Some Corner of a Foreign Field? Contemporary Militarised Landscapes, 1899 to the Present Day

Module titleSome Corner of a Foreign Field? Contemporary Militarised Landscapes, 1899 to the Present Day
Module codeHIC3007
Academic year2024/5
Credits30
Module staff

Professor Catriona Pennell (Convenor)

Duration: Term123
Duration: Weeks

11

Number students taking module (anticipated)

30

Module description

When we think of ‘militarised landscapes’ we most likely picture the battlefields on which wars have been fought. Whether the open uplands of the veldt during the South African War at the turn of the 20th century; the trenches of the Western Front, 1914–1918; the exploded crypt of St Paul’s Cathedral bombed in 1940; the jungles of South Vietnam, decimated by Agent Orange in the 1960s; the burning oil wells during the Gulf War of 1990-91; the Manhattan skyline after 11 September 2001; or the Al-Madina Souq in Aleppo, destroyed as a result of fighting during the Syrian Civil War in September 2012 – they are distant, in time and/or space, separate from our present-day peacetime lives.

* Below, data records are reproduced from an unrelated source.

PR #301, opened 2026-03-31
[spatialPartitioning] Adapt KnnGraph for CUDA

### LINKED ISSUE #263: Extend the KnnGraph API to work on the CUDA Kernel

### LINKED ISSUE #307: [common] Bug in  `limited_priority_queue::push`
# `std::move` is called after the value was already moved

The `std::move` directive is repeated two times on the same value (line 342 and line 347). This could lead to undefined behaviors, as the value may already be in a moved-from state.

https://github.com/poncateam/ponca/blob/73247abfe24d29406a95aee1d4dfa2d34da85d4c/Ponca/src/Common/Containers/limitedPriorityQueue.h#L342-L347

We should wait to know where to insert before moving the value.

# Duplicated code
The `bool limited_priority_queue<T, Cmp>::push` code also has duplicated logic. We should factorize it into one function that accounts for both lvalue and rvalue, using `std::foward` instead of `std::move`

Me-k-01:
Fix #263 by adapting the KnnGraph structure for CUDA

# Changes made by this PR

- [x] Add a `StaticKnnGraph` class and a `KnnGraphPointerTraits` struct for compilation on the GPU
- [x] Add a `Buffers` structure internal to the KnnGraph that can be sent to the GPU
- [x] Add an example of the KnnGraph being transfered inside the CUDA kernel that uses the same logic from the kdtree example
- [x] Update limited_priority_queue to work in CUDA
- [x] Update KdTree k-nearest-neighbors query to work in CUDA by adding a fixed max neighbors length
- [x] Update KnnGraph k-nearest-neighbors query to work in CUDA by adding a fixed max neighbors length
- [x] Replace query containers with custom Stack and HashSet structure
- [x] Added a Bitset variant (faster run time at the cost of more memory usage)  
- [x] Add KnnQuery pointer test in CI for kNearestNeighbors query
- [x] Add KnnQuery pointer test in CI for rangeNeighbors query
- [x] Update KnnGraph range-neighbor query to work in CUDA
- [x] Add unit test for BitSet and HashSet on CI


Ponca/src/SpatialPartitioning/KnnGraph/Query/knnGraphKNearestQuery.h
```diff
@@ -50,19 +50,25 @@ namespace Ponca
...
+        {
+            return std::begin(m_graph->samples()) + QueryType::input() * m_graph->k();
+        }
 
         /// \brief Returns an iterator to the end of the k-nearest neighbors query.
-        inline Iterator end() const { return m_graph->index_data().begin() + (QueryType::input() + 1) * m_graph->k(); }
+        PONCA_MULTIARCH inline Iterator end() const
+        {
+            return std::begin(m_graph->samples()) + (QueryType::input() + 1) * m_graph->k();
+        }
```
Me-k-01: The iterators returned by `KnnGraphKNearestQuery::begin` and `KnnGraphKNearestQuery::end` needs to be readapted for the case where we are using raw data pointers for CUDA. 

We currently use the begin function from `m_graph->samples`. Changing this to `std::begin` won't solve the issue since `std::begin` is not available on the CUDA kernel. 

Other Queries didn't have this issue since they use limited_priority_queue or custom kdtree traversal functions.

Me-k-01: @nmellado In summary we have `m_graph->samples` that can either be of type `std::vector` or `int*` (on the GPU). Do we need to dispatch the the type of the Index container? Or do you see a way to reconcile Pointer arithmetic with STL-like containers?

nmellado: functions taking iterators can take raw pointers, e.g
```cpp
#define SCALAR float
#define DIM 2
#define NBPOINTS 50
#define SCALE float(0.3)
using Point   = Ponca::PointPositionNormal<SCALAR, DIM>;

Point data[NBPOINTS];

// fill data with values
...
// compute fit
const auto q = Vector::Random().eval();

b.setNeighborFilter(NFilter(q, SCALE));
b.compute(data, data+NBPOINTS);
```

so I guess we can find a solution.

Me-k-01:
After further testing, it seems I was wrong about the limited priority queue working on CUDA. It's using `std::vector` which isn't available. Therefore the `kdtree.kNearestNeighbors` query shouldn't work either on CUDA (since it uses the queue structure). 

I'll add a TODO and a warnings on the SpatialPartitioning methods that aren't working on CUDA currently.

Ponca/src/SpatialPartitioning/KnnGraph/Query/knnGraphKNearestQuery.h
Me-k-01: The Knearest Query doesn't work either on the kdtree because it uses an `std::vector` in the queue structure. I'll mark the two `kNearestNeighbors` methods as host only for now.

Me-k-01:
There is still some warnings left to fix in CUDA that are triggered when calling `kdtree.kNearestNeighbors` (about host function being used in host device functions).

Me-k-01:
The warnings are triggered when calling `kdtree.kNearestNeighbors` in a CUDA environment :

```sh 
/CLionProjects/poncascope/external/ponca/Ponca/src/SpatialPartitioning/KdTree/Query/../../query.h(151): warning #20011-D: calling a __host__ function("Ponca::QueryOutputIsKNearest<int, float> ::QueryOutputIsKNearest(int)") from a __host__ __device__ function("Ponca::QueryOutputIsKNearest<int, float> ::QueryOutputIsKNearest [subobject]") is not allowed
```

This is caused by a mismatch of host / device functions : We changed the `QueryOutputIsKNearest` constructor to be host-only (because it's using the `limited_priority_queue` datastructure) while still relying on `QueryOutputBase` as a parent, which then still defines host / device constructor. To solve this warning, we would have to either : 
- Change the way Queries are constructed to allow for host only queries
- Or adapt the `limited_priority_queue` so that it can be compiled on the device. The internal container of the `limited_priority_queue` doesn't seem to be resized anywhere in the code, so we might get away with using a structure that has an internal array with a length fixed at compile time instead, which is the requirement to be able to be instantiated inside a CUDA kernel.

examples/cuda/cuda_utils.cu
```diff
@@ -32,30 +33,32 @@
  * \param deviceBuffers The pointer to the Buffers structure on the device
  * \see freeBuffersOnDevice to free memory on the device with hostBuffersHoldingDevicePointers as an argument
  */
-template <typename Traits, typename KdTreeDenseBuffers, typename StaticKdTreeBuffers>
+template <typename Traits, bool SendNode = true, typename KdTreeDenseBuffers, typename StaticKdTreeBuffers>
```
nmellado: Need to add a documentation for the template parameter `SendNode`.

examples/cuda/ponca_fit_knngraph.cu
```diff
@@ -0,0 +1,193 @@
...
+    //! [Create KdTree on the GPU]
+
+    // Set up the fit
+    Fit fit;
+    VectorType pos = buffers->points[i].pos();
+    fit.setNeighborFilter({ pos, analysisScale });
+
+    //! [Use KdTree on the GPU]
+    // fit.computeWithIds(knngraph.rangeNeighbors(i, analysisScale), knngraph.points());
+    fit.compute(buffers->points, buffers->points + buffers->points_size);
```
nmellado: I think we need to solve this to have the PR well formed. Let's discuss it AFK.

examples/cuda/cuda_utils.cu
Me-k-01: Some documentation about this tparam

Me-k-01:
The KdTree and the KnnGraph now fully works in CUDA. There are still some warnings left that are provoked outside the CUDA kernel, during the building phase of the KnnGraph. I'm still a bit unsure why those warnings aren't happening during the KdTree building process too, since we are doing similar things there, which should also trigger the same warnings. 

But aside from that, the every KnnGraph / KdTree queries works in CUDA now. So I believe we can finally start the review process @nmellado and @BDoignies

examples/cuda/ponca_fit_knngraph.cu
```diff
@@ -0,0 +1,167 @@
...
+    for(unsigned int i = 0; i < nbPoints; ++i) {
+        points[i] = Ponca::getPointOnPlane<DataPoint>(
+            center, direction, width,
+            _bAddPositionNoise, _bAddNormalNoise, _bUnoriented
+        );
+    }
+
+    //! [Build KnnGraph for CPU]
+    Ponca::KdTreeDense<DataPoint> kdtree(points);
+    Ponca::KnnGraph<DataPoint>    knngraph(kdtree, points.size()-1);
```
nmellado: `k` is usually quite small. Why a so large value ?

Ponca/src/Common/Containers/bitset.h
```diff
@@ -0,0 +1,138 @@
...
+    template <int N, typename T>
+    BitSet<N, T>::BitSet() = default;
+
+    template <int N, typename T>
+    PONCA_MULTIARCH void BitSet<N, T>::clear()
+    {
+        for (int i = 0; i < ARRAY_SIZE; i++)
+        {
+            m_data[i] = T(0);
+        }
```
nmellado: Maybe fallback to std::fill when not on cuda ?

Ponca/src/Common/Containers/bitset.h
```diff
@@ -0,0 +1,138 @@
...
+    }
+
```
nmellado: Add comments (especially regarding the returned value)

Ponca/src/Common/Containers/bitset.h
```diff
@@ -0,0 +1,138 @@
...
+                         "Attempted to remove a value that is outside the scope of the BitSet");
+        const int byte          = value / BIT_SIZE;
+        const int bit           = value % BIT_SIZE;
+        const T bitMask         = (T(1) << bit);
+        const bool alreadyEmpty = (m_data[byte] & bitMask) != 0;
+        m_data[byte] &= ~bitMask;
+        return alreadyEmpty;
+    }
+
+    template <int N, typename T>
```
nmellado: Add comments

Ponca/src/Common/Containers/hashset.h
```diff
@@ -0,0 +1,138 @@
...
+            PONCA_ASSERT_MSG(x >= 0 && x < N, "Index is outside the scope of the HashSet");
+            return (x * 2654435761u) % N;
+        }
+    };
+
+    template <int N, typename T>
+    PONCA_MULTIARCH void HashSet<N, T>::clear()
+    {
+        for (int i = 0; i < N; i++)
+            table[i] = EMPTY;
```
nmellado: Fallback to std::fill when not compiled on cuda

Ponca/src/Common/Containers/limitedPriorityQueue.h
```diff
@@ -116,235 +126,190 @@ namespace Ponca
...
+        size_t m_capacity{0}; //!< The capacity of the limited queue
     };
 
     ////////////////////////////////////////////////////////////////////////////////
     ////////////////////////////////////////////////////////////////////////////////
     ////////////////////////////////////////////////////////////////////////////////
     ////////////////////////////////////////////////////////////////////////////////
 
-    // limited_priority_queue ------------------------------------------------------
+    // LimitedPriorityQueue ------------------------------------------------------
```
nmellado, line 160: Makes sense to move to .hpp file maybe

Ponca/src/SpatialPartitioning/KdTree/Query/kdTreeKNearestQueries.h
```diff
@@ -29,8 +29,8 @@ namespace Ponca
         using Scalar         = typename DataPoint::Scalar;
         using VectorType     = typename DataPoint::VectorType;
         using QueryAccelType = KdTreeQuery<Traits>;
-        using Iterator       = IteratorType<typename Traits::IndexType, typename Traits::DataPoint>;
-        using Self           = KdTreeKNearestQueryBase<Traits, IteratorType, QueryType>;
+        using Iterator = IteratorType<typename Traits::IndexType, typename Traits::DataPoint, Traits::MAX_KNN_SIZE>;
+        using Base     = KdTreeKNearestQueryBase<Traits, IteratorType, QueryType>;
```
nmellado: Why this change ?

Ponca/src/SpatialPartitioning/KdTree/kdTree.h
```diff
@@ -277,25 +277,25 @@ namespace Ponca
         /// The returned object can be reset and reused with the () operator
         /// (using the same argument types as parameters).
         ///
-        /// \param point Point from where the query is evaluated
-        /// \param k Number of neighbors returned
-        /// \return The \ref KdTreeKNearestIndexQuery mutable object to iterate over the search results.
-        /// \see KdTreeKNearestQueryBase
+        /// \warning This method can't be called in a CUDA kernel because KdTreeKNearestPointQuery relies on STL-like
+        /// vectors. \param point Point from where the query is evaluated \param k Number of neighbors returned \return
```
nmellado: Still true ?

Ponca/src/SpatialPartitioning/KdTree/kdTreeTraits.h
```diff
@@ -357,7 +358,8 @@ namespace Ponca
             /*!
              * \brief A compile-time constant specifying the maximum depth of the kd-tree.
              */
-            MAX_DEPTH = 32,
+            MAX_DEPTH    = 32,
+            MAX_KNN_SIZE = 10000 //!< The maximum size of a knn query
```
nmellado: That's quite large. Did you check the impact on the performances and memory occupancy ?  This might affect cuda kernels as it will require more memory per thread, and thus increase cache misses. I think that something like 128 is already a good value.

Ponca/src/SpatialPartitioning/KnnGraph/knnGraphTraits.h
```diff
@@ -17,6 +17,10 @@ namespace Ponca
     template <typename _DataPoint>
     struct KnnGraphDefaultTraits
     {
+        enum
+        {
+            MAX_KNN_SIZE = 10000 //!< The maximum size of a knn query
```
nmellado: Same here, seems quite large.

Ponca/src/SpatialPartitioning/KnnGraph/knnGraphTraits.h
```diff
@@ -45,4 +49,43 @@ namespace Ponca
...
+    /*!
+     * \brief Variant to the KnnGraph Traits type that uses pointers as internal storage instead of an STL-like
+     * container.
+     */
+    template <typename _DataPoint>
+    struct KnnGraphPointerTraits
+    {
+        enum
+        {
+            MAX_KNN_SIZE = 10000 //!< The maximum size of a knn query
```
nmellado: Same here, seems quite large

tests/common/kdtree_utils.h
```diff
@@ -328,4 +327,3 @@ std::chrono::milliseconds testQuery(PointContainer& points, MutableQueryFunctor
     }
     return std::chrono::duration_cast<std::chrono::milliseconds>(std::chrono::system_clock::now() - time);
 }
-
```
nmellado, line 331: Missing line at the end of file

Ponca/src/Common/Containers/bitset.h
Me-k-01: Everything is already commented at the function declaration (see line 53)

Ponca/src/Common/Containers/bitset.h
Me-k-01: Same here, it's already commented at line 62

Ponca/src/Common/Containers/bitset.h
Me-k-01: We currently aren't using the clear function in PONCA : the Set is just used once to verify if the element was already added or not into the Stack of the `KnnGraphRangeNeighborsQuery`. 

Instead of splitting the code like that (which could introduce bugs in the future as we don't have a way to autocratically test the CUDA version in the CI), we could just simply remove this function, as it was only added in case we ever need to clear a BitSet in the future (for extended compatibilities with set-like interface).

This is also the case of the `BitSet::find`, `BitSet::search` and the `BitSet::flip` method, all of them are untested by the CI and where only added for legacy purposes. 

The only method we currently use is the `BitSet::insert`, which also does a kind of search, as we return false if the element was already inserted

What do you think @nmellado ?

Ponca/src/Common/Containers/hashset.h
Me-k-01: Same as previous comment, we could just prevent it's use for now and avoid further Regular / CUDA code splitting.

Ponca/src/SpatialPartitioning/KdTree/Query/kdTreeKNearestQueries.h
Me-k-01: My bad, I must have though Base was used as self in the Ponca API, I'll change it back to Self, and also update `LimitedPriorityQueue` to alias itself to Self instead of Base, as the same mistake was made there too.

Ponca/src/SpatialPartitioning/KdTree/kdTree.h
Me-k-01: Good catch, it's not true anymore, I'll update the warnings in future commits.

Ponca/src/SpatialPartitioning/KdTree/kdTreeTraits.h
Me-k-01: This value is badly named, because even if in the Stack we use it to initialize the size of the array that will contain all of the K-nearest neighbors, it's also used as an indicator of what's the highest possible indice in the point cloud (corresponding the the max point cloud size) when we use the BitSet.

The current BitSet logic requires that we know in advance how big the point cloud is. Because we need to allocate a bit for each possible indice (this is all commented out in the BitSet class and KnnGraphRangeNeighborQuery class btw). The indices that we store in the BitSet must always be bellow this number.

For the HashSet we aren't limited like that. Maybe we should default to the HashSet as it doesn't have to know in advance what's the total number of point in the point cloud?

Me-k-01: I'll update to default to the HashSet for now, and reduce this value as suggested, until we decide if we want to keep the BitSet logic or not

tests/common/kdtree_utils.h
Me-k-01: I don't see any missing line on my end???

Ponca/src/Common/Containers/bitset.h
Me-k-01: In latest commits I've split the code for now to be using std::fill when not in CUDA, but I honestly think it's bad practice.

tests/common/kdtree_utils.h
Me-k-01: Ah, there was two end of line at the end of the file. One seems to have been automatically removed by the clang format tool.

Ponca/src/Common/Macro.h
```diff
@@ -28,17 +30,27 @@
...
+        PONCA_MACRO_START                                                \
+        fprintf(stderr, "%s:%i: [Error] %s\n", __FILE__, __LINE__, MSG); \
+        fflush(stderr);                                                  \
+        PONCA_MACRO_END
+#    define PONCA_PRINT_WARNING(MSG)                                       \
+        PONCA_MACRO_START                                                  \
+        fprintf(stderr, "%s:%i: [Warning] %s\n", __FILE__, __LINE__, MSG); \
+        fflush(stderr);                                                    \
+        PONCA_MACRO_END
+#endif
```
Me-k-01, line 53: To be removed from this PR once #311 is merged

examples/cuda/ponca_fit_knngraph.cu
Me-k-01: That was to test that the result of the RangeQuery was the same when using the KnnGraph compared to the KdTree, independently of the KnnGraph culling. We can use a lower value now, I suppose point.size() / 4 like the tests should be a good example?

Me-k-01:
After decreasing the k nearest neighbor value in the CI test, it seems coverage doesn't reach the case where our limited priority queue reach it's max size. Further testing is required to know if that's a bad thing or not.

Ponca/src/Common/Containers/limitedPriorityQueue.h
Me-k-01: Done

Me-k-01:
I've added a new test to the CI for the BitSet and HashSet, but we still need to add a better doc about the use cases of the HashSet inside the `KnnGraphRangeNeighborsQuery`. I've also made the hashing function replaceable through a lambda function.
I've tweaked the push method of the `LimitedPriorityQueue` for easier maintainability, and added it to the new `common_container` test on the CI.

This PR is starting to get big so I think the remainings CUDA warnings will have to wait for another PR...

**EDIT:** Updating the kernel resolved the weird warnings on my end.

## Remaining tasks :
- [x] Investigate the coverage results of the knearest neighbor test
- [x] Fix CLang

Me-k-01:
Ready for review @nmellado (still working on finishing the doc for the RangeQuery)

examples/cuda/ponca_fit_knngraph.cu
```diff
@@ -0,0 +1,168 @@
...
+struct KnnGraphKNearestFunctor {
+    static __device__ inline auto query(
+        KnnGraphGPU<DataPoint>& d_knngraph,
+        int i, typename DataPoint::Scalar analysisScale
+    ) -> Ponca::KnnGraphKNearestQuery<Ponca::KnnGraphPointerTraits<DataPoint>> {
+        //! [Use KnnGraph.kNearestNeighbors on the GPU]
+        return d_knngraph.kNearestNeighbors(i);
+        //! [Use KnnGraph.kNearestNeighbors on the GPU]
+    }
+};
```
nmellado: Move to cuda_utils ? as it is used in both example (except if I missed a detail).

Ponca/src/Common/Containers/hashset.h
```diff
@@ -0,0 +1,137 @@
...
+     * on the negative value you need to store to avoid this issue, with the following rule : illegal_value =
+     * EMPTY-OFFSET (e.g. set OFFSET to 2 to allow to store -1, but make -2 illegal to store).
+     *
+     * For the search, the best case complexity is O(1), and the worst case complexity is O(n).
+     * The complexity is entirely dependent on the hashing function, and the given values :
+     * If our hashing function produce sparser result for our set of indices, it will reduce the complexity of the
+     * searches, and therefore improve the performance of our algorithm.
+     *
+     * \see HashSet::hash for the hashing function
+     *
```
nmellado, line 47: Maybe links to other `Bitset`, e.g.:
```
\see BitSet For alternative data structure with compatible API
```
(and the other way around in Bitset.

Ponca/src/SpatialPartitioning/KdTree/Iterator/kdTreeKNearestIterator.h
```diff
@@ -22,7 +24,7 @@ namespace Ponca
      *
      *  \see KdTreeKNearestQueryBase
      */
```
nmellado, line 28: Add doc for `\tparam MAX_KNN_SIZE`

Me-k-01 (commented):
Non usefull comments were removed.
This PR is ready for review @nmellado

nmellado (dismissed):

This interdisciplinary module – drawing on scholarship from History, Heritage, Geography, and Critical Military Studies – seeks to challenge this sense of distance and separation. Even before the first bomb is dropped, preparation for warfare materially and imaginatively reshapes landscapes and environments. This module will enable you to understand how space, place, environment and landscape are shaped by military presence, and encourage you to consider how wider geographies are touched by militarism.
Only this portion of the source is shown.